Below are several entries. Transcribe exactly those lines that fall from the one with "- Unit: frequent" through the one with "- Alternatively, set", end lines included.

[Saved entries]
***

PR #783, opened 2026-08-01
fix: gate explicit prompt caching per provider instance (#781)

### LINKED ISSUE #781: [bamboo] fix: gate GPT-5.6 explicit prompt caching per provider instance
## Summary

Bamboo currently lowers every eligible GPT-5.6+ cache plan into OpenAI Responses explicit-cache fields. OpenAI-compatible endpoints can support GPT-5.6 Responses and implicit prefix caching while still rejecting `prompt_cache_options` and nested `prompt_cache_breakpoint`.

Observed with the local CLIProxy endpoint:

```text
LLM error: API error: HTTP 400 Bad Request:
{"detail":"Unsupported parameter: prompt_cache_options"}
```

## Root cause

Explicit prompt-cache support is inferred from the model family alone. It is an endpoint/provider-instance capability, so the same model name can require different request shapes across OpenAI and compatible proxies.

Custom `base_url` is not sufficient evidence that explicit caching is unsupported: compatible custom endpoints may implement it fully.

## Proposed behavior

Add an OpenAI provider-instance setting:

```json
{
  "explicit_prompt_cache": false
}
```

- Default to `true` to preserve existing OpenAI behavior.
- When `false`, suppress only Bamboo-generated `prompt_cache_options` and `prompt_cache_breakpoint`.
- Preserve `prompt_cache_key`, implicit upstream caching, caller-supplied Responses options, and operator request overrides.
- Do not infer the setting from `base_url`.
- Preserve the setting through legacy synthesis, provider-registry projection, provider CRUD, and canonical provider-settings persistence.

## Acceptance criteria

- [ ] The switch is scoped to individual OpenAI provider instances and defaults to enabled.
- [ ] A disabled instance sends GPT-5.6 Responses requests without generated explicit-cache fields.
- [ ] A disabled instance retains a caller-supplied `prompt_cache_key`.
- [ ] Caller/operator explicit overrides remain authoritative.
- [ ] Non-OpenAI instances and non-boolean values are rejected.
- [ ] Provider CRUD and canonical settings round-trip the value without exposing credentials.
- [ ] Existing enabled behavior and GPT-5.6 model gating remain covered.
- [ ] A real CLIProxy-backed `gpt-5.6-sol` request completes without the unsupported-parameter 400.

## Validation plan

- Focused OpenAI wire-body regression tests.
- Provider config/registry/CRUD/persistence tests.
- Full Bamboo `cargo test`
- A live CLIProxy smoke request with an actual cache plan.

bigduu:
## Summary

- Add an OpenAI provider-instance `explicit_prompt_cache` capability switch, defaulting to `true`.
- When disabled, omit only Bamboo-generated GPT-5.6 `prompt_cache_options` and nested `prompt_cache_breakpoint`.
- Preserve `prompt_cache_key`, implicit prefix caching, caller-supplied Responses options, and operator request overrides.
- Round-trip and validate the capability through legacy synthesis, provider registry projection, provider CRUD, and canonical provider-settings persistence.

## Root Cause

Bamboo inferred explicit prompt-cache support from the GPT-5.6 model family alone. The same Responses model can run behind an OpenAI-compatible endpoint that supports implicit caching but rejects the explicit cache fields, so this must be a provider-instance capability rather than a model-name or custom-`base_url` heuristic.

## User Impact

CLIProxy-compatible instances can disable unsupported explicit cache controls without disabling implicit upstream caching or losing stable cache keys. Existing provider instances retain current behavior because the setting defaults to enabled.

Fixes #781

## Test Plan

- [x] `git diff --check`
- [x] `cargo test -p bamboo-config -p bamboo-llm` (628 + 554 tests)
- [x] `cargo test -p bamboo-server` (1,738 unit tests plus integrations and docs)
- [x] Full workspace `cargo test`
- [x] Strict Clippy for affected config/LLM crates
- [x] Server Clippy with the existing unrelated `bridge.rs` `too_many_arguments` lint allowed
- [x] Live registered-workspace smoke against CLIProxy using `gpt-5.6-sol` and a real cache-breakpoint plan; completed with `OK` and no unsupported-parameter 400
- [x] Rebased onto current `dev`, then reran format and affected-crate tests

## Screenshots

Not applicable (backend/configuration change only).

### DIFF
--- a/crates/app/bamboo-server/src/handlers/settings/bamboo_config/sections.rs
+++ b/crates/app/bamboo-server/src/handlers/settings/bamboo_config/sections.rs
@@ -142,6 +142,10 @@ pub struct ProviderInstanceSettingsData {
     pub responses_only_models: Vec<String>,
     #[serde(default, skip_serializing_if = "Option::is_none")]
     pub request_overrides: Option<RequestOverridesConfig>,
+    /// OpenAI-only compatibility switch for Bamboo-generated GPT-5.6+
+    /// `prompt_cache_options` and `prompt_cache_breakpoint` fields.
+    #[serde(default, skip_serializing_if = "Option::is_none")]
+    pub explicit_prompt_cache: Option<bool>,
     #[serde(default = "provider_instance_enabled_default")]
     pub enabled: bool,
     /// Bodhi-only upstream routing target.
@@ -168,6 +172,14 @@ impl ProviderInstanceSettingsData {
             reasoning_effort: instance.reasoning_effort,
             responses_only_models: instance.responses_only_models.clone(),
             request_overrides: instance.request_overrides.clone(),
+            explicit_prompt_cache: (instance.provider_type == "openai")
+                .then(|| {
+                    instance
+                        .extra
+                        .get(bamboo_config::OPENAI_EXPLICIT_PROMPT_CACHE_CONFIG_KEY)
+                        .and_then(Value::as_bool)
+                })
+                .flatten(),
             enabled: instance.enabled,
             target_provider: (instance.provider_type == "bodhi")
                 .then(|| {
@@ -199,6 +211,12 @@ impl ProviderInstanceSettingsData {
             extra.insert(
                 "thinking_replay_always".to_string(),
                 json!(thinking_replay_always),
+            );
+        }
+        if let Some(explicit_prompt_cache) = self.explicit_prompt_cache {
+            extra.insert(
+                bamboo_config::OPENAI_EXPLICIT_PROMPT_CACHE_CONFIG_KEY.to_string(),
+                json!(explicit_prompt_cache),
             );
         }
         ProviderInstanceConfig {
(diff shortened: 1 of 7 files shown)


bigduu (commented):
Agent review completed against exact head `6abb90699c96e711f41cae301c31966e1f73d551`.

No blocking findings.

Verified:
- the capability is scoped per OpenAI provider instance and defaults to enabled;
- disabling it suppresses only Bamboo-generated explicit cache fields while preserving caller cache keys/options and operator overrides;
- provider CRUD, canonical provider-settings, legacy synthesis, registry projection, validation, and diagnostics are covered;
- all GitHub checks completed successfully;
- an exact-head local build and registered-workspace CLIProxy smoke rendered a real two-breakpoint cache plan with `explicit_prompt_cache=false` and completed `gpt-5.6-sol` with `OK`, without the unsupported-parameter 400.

***

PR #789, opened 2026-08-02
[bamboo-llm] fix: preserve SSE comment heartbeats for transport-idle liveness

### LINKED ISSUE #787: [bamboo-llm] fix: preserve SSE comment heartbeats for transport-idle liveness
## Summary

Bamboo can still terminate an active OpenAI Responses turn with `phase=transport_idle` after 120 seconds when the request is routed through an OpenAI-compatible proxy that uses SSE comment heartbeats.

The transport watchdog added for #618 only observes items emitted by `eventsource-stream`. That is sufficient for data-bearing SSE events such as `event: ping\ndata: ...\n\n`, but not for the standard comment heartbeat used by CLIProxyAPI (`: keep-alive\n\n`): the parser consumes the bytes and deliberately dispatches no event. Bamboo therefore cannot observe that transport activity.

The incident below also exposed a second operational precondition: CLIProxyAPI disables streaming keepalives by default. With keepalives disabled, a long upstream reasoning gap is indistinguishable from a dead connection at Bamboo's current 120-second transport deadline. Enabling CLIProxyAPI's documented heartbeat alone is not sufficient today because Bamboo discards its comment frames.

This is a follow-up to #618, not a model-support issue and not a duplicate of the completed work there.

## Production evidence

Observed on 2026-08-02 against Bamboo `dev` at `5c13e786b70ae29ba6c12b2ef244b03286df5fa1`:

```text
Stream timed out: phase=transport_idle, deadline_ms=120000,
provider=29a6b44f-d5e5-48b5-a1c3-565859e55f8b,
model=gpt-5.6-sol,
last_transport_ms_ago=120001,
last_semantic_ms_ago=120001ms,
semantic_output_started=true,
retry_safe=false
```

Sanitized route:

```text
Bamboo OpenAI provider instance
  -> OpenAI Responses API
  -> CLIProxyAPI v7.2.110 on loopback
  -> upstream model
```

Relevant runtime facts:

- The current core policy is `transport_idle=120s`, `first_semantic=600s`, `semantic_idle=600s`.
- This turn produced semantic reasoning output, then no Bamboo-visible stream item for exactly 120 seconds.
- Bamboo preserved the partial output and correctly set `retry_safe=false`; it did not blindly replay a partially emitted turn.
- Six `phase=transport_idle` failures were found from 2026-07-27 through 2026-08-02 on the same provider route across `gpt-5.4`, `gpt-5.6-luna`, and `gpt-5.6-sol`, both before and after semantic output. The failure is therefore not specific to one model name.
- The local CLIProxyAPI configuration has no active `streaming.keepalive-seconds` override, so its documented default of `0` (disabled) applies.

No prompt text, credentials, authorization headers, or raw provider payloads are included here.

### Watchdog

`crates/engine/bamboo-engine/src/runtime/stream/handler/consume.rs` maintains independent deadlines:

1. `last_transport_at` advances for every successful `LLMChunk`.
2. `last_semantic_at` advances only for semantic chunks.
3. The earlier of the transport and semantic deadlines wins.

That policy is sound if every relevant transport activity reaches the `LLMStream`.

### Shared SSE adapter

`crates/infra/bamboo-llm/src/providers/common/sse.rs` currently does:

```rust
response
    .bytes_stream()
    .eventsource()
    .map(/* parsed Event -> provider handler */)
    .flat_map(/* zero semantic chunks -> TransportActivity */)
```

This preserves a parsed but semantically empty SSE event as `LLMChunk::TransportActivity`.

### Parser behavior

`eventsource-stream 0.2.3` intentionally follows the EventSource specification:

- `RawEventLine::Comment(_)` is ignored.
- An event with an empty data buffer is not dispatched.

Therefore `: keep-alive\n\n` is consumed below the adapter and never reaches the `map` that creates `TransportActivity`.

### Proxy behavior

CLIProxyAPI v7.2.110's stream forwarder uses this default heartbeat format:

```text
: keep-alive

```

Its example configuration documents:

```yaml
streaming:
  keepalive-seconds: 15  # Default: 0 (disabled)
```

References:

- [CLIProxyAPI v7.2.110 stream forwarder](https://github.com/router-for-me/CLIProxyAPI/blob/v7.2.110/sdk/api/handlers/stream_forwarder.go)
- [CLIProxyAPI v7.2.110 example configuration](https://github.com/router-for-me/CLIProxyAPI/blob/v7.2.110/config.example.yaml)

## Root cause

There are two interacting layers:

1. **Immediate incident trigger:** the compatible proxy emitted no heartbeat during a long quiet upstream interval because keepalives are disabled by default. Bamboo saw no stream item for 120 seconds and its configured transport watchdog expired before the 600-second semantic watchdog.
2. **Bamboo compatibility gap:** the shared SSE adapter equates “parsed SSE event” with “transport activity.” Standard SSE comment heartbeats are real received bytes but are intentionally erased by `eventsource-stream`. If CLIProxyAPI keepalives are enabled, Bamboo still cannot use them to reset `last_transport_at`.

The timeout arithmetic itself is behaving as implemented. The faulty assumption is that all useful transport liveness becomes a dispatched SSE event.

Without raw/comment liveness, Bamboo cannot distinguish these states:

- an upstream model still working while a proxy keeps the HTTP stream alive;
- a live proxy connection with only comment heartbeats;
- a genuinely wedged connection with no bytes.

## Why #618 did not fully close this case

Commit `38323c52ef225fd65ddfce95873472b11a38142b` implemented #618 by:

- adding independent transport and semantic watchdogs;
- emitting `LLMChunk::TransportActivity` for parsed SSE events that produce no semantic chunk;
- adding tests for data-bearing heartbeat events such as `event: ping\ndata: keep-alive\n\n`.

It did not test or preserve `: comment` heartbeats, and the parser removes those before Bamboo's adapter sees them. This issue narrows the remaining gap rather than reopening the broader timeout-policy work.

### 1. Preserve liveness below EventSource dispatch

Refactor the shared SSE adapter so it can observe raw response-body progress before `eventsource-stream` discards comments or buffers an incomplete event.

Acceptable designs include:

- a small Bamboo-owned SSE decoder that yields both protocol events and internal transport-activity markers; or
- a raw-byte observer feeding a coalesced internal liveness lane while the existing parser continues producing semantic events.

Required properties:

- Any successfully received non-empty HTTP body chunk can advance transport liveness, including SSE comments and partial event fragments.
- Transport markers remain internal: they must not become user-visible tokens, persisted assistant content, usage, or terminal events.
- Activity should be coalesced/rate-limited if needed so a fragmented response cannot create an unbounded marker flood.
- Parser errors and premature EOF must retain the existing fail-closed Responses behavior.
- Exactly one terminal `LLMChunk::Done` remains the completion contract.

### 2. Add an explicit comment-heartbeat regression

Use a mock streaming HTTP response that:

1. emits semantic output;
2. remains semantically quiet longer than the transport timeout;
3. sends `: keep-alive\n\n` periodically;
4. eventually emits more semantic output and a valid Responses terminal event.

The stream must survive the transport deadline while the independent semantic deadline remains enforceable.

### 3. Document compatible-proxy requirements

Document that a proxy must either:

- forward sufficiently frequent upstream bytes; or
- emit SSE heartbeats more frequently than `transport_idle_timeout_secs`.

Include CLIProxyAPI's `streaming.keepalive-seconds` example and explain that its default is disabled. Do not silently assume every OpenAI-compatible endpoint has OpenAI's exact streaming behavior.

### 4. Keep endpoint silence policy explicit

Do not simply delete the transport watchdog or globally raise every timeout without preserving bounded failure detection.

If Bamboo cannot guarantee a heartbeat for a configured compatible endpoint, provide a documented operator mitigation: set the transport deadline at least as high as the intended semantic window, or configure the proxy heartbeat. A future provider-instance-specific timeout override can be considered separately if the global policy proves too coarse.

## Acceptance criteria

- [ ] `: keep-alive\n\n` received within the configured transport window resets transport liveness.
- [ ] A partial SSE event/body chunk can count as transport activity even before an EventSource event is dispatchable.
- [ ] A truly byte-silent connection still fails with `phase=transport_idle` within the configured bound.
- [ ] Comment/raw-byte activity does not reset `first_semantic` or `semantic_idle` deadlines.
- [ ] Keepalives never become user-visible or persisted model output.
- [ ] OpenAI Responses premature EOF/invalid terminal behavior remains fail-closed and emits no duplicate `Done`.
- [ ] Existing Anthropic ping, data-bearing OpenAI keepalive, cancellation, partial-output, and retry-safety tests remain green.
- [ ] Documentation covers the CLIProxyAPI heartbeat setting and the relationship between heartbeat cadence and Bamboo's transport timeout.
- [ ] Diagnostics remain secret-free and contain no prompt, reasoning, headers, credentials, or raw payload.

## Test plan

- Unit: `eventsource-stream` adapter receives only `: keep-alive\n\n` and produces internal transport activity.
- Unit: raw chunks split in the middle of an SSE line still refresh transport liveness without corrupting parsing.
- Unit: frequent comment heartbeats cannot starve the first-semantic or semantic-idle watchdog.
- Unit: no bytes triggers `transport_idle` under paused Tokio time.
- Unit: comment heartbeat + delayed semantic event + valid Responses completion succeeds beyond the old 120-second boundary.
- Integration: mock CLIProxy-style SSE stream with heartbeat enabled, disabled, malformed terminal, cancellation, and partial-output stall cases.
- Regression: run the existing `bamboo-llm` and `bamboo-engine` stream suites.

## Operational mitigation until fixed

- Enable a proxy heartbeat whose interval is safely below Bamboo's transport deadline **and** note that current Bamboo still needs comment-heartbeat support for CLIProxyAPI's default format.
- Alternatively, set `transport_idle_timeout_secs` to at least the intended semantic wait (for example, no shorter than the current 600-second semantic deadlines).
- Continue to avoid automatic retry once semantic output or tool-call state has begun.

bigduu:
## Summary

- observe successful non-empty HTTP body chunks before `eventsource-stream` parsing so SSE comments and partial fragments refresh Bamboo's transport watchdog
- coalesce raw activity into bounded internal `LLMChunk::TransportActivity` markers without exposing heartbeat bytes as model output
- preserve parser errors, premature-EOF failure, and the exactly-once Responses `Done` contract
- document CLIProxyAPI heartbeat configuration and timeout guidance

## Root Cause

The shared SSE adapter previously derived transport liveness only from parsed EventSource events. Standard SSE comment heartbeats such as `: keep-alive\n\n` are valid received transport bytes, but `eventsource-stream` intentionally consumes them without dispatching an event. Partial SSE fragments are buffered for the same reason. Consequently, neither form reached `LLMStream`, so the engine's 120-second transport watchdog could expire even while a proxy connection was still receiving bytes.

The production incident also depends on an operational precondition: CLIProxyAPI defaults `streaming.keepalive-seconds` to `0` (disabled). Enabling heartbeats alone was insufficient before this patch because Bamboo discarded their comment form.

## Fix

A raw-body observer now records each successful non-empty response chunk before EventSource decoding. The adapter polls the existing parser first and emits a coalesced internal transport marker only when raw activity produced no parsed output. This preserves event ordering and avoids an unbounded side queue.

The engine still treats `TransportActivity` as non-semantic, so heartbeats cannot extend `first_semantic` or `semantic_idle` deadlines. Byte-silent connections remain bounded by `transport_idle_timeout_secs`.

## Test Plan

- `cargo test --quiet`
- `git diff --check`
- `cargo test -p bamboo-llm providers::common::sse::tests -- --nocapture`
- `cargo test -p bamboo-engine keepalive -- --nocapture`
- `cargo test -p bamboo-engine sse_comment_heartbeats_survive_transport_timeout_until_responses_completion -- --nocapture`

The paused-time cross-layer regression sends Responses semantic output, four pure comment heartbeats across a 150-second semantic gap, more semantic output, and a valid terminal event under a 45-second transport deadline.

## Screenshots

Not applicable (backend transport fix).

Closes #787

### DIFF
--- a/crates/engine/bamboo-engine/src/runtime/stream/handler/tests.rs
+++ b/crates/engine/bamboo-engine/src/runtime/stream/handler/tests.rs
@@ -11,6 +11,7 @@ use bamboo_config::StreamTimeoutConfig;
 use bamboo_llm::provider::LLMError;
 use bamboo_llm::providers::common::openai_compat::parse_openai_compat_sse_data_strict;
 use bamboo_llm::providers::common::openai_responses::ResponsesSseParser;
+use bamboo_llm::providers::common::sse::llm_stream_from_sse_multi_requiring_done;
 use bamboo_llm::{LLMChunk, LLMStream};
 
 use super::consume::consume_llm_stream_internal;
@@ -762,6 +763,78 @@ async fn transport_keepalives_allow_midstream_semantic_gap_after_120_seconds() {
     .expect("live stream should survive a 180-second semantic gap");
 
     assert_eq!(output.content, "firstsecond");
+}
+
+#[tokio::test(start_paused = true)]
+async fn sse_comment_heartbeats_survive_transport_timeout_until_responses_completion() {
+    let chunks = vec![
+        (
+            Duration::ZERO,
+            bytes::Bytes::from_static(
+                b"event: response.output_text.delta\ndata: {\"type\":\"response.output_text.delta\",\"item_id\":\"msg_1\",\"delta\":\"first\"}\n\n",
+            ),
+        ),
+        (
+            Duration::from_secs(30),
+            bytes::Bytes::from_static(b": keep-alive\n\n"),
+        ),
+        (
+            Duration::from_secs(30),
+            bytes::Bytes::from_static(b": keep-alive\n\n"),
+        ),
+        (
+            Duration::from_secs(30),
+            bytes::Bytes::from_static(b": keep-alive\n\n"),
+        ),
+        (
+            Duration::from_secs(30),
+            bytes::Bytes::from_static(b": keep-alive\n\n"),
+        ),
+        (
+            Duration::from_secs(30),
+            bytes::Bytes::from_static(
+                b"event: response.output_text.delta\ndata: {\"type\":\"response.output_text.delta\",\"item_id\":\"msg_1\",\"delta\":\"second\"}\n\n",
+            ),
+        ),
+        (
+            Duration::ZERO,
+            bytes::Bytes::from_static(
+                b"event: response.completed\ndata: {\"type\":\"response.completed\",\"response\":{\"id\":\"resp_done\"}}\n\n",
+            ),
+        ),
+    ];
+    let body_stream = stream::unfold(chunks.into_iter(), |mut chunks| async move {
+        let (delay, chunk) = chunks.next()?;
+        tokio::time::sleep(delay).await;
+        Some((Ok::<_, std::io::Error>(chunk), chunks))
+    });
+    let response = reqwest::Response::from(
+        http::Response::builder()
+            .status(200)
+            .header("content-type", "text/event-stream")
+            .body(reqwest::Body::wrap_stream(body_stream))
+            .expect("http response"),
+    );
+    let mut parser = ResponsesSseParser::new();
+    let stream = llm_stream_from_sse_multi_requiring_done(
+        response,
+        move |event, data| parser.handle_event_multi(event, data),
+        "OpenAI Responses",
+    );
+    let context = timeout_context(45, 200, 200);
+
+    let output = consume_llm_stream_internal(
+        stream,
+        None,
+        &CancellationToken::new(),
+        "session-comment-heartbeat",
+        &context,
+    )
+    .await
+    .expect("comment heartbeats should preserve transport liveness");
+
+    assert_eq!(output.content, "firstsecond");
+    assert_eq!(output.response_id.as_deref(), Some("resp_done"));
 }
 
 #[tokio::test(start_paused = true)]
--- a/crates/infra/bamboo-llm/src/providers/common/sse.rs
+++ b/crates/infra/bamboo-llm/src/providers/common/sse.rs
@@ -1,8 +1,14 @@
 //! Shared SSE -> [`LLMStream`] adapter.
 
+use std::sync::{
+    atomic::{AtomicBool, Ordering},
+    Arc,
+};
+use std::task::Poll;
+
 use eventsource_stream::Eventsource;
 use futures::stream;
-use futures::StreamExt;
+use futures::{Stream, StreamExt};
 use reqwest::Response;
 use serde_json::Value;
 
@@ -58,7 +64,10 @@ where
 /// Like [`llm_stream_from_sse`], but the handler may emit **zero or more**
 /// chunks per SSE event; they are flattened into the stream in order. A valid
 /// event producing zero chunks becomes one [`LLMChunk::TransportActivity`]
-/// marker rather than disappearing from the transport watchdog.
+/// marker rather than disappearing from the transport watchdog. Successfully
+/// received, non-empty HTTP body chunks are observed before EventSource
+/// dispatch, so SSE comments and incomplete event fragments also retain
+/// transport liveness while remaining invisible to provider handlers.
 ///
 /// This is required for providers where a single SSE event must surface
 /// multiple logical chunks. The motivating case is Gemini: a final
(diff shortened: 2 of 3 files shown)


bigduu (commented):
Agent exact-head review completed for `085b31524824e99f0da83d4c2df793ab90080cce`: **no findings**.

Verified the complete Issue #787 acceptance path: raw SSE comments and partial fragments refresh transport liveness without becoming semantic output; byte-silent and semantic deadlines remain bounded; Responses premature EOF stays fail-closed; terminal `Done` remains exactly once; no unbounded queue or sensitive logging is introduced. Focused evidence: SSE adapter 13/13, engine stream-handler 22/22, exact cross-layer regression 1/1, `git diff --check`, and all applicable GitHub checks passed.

***

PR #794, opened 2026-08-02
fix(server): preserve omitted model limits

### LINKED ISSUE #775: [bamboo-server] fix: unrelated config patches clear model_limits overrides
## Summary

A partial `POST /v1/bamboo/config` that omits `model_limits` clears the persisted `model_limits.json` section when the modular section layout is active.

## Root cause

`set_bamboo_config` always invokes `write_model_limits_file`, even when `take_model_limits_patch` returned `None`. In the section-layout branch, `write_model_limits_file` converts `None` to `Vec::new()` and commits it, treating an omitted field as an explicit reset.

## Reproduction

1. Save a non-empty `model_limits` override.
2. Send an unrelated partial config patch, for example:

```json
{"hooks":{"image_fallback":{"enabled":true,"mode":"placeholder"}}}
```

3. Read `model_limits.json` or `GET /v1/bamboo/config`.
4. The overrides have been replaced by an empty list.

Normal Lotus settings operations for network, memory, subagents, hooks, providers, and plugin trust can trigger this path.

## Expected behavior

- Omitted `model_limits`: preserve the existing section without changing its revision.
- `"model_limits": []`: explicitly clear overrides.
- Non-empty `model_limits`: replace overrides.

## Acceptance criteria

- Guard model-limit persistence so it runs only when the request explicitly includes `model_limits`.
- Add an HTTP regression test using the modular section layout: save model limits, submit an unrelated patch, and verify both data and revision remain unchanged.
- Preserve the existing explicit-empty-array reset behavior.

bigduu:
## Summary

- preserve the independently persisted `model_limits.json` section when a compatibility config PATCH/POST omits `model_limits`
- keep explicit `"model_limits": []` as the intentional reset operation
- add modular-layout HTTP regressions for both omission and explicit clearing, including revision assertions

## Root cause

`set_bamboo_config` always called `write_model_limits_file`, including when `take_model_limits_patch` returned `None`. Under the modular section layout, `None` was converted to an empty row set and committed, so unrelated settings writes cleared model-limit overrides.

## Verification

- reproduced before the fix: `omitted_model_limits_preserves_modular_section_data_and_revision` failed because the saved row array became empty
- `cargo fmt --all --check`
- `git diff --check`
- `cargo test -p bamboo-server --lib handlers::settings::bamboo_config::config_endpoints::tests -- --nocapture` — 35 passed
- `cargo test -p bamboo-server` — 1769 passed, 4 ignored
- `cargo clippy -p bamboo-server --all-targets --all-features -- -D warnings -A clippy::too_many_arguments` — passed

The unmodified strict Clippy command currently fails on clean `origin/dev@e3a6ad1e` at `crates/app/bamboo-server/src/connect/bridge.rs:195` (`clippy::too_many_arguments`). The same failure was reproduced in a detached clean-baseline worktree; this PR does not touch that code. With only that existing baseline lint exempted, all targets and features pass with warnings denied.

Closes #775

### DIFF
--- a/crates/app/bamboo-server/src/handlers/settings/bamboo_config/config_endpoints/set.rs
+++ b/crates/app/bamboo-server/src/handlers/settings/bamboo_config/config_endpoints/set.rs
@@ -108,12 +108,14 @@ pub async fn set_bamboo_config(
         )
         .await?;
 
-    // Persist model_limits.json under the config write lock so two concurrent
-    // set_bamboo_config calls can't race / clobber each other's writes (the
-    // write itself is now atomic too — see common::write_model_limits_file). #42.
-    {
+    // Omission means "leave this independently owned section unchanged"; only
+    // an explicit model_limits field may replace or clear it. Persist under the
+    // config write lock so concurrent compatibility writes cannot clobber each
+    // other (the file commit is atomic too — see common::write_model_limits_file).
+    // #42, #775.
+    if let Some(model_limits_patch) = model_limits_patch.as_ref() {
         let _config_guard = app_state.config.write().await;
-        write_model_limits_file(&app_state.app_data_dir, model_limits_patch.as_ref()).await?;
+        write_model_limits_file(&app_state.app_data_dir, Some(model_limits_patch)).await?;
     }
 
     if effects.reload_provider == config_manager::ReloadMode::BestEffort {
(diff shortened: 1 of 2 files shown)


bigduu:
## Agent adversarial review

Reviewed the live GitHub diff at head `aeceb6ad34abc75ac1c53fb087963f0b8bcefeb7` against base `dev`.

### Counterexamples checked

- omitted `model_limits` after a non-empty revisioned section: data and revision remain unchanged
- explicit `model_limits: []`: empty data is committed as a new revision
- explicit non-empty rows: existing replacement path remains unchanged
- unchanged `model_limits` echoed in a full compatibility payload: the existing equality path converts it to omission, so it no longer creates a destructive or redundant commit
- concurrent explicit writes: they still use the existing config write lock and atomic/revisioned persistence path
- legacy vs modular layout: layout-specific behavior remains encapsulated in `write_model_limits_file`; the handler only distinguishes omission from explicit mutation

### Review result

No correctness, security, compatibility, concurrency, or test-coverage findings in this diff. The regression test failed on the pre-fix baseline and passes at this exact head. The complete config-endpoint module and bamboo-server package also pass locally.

***

= SOLUTION TO THIS EXERCISE =
- Unit: frequent comment heartbeats cannot starve the first-semantic or semantic-idle watchdog.
- Unit: no bytes triggers `transport_idle` under paused Tokio time.
- Unit: comment heartbeat + delayed semantic event + valid Responses completion succeeds beyond the old 120-second boundary.
- Integration: mock CLIProxy-style SSE stream with heartbeat enabled, disabled, malformed terminal, cancellation, and partial-output stall cases.
- Regression: run the existing `bamboo-llm` and `bamboo-engine` stream suites.

## Operational mitigation until fixed

- Enable a proxy heartbeat whose interval is safely below Bamboo's transport deadline **and** note that current Bamboo still needs comment-heartbeat support for CLIProxyAPI's default format.
- Alternatively, set `transport_idle_timeout_secs` to at least the intended semantic wait (for example, no shorter than the current 600-second semantic deadlines).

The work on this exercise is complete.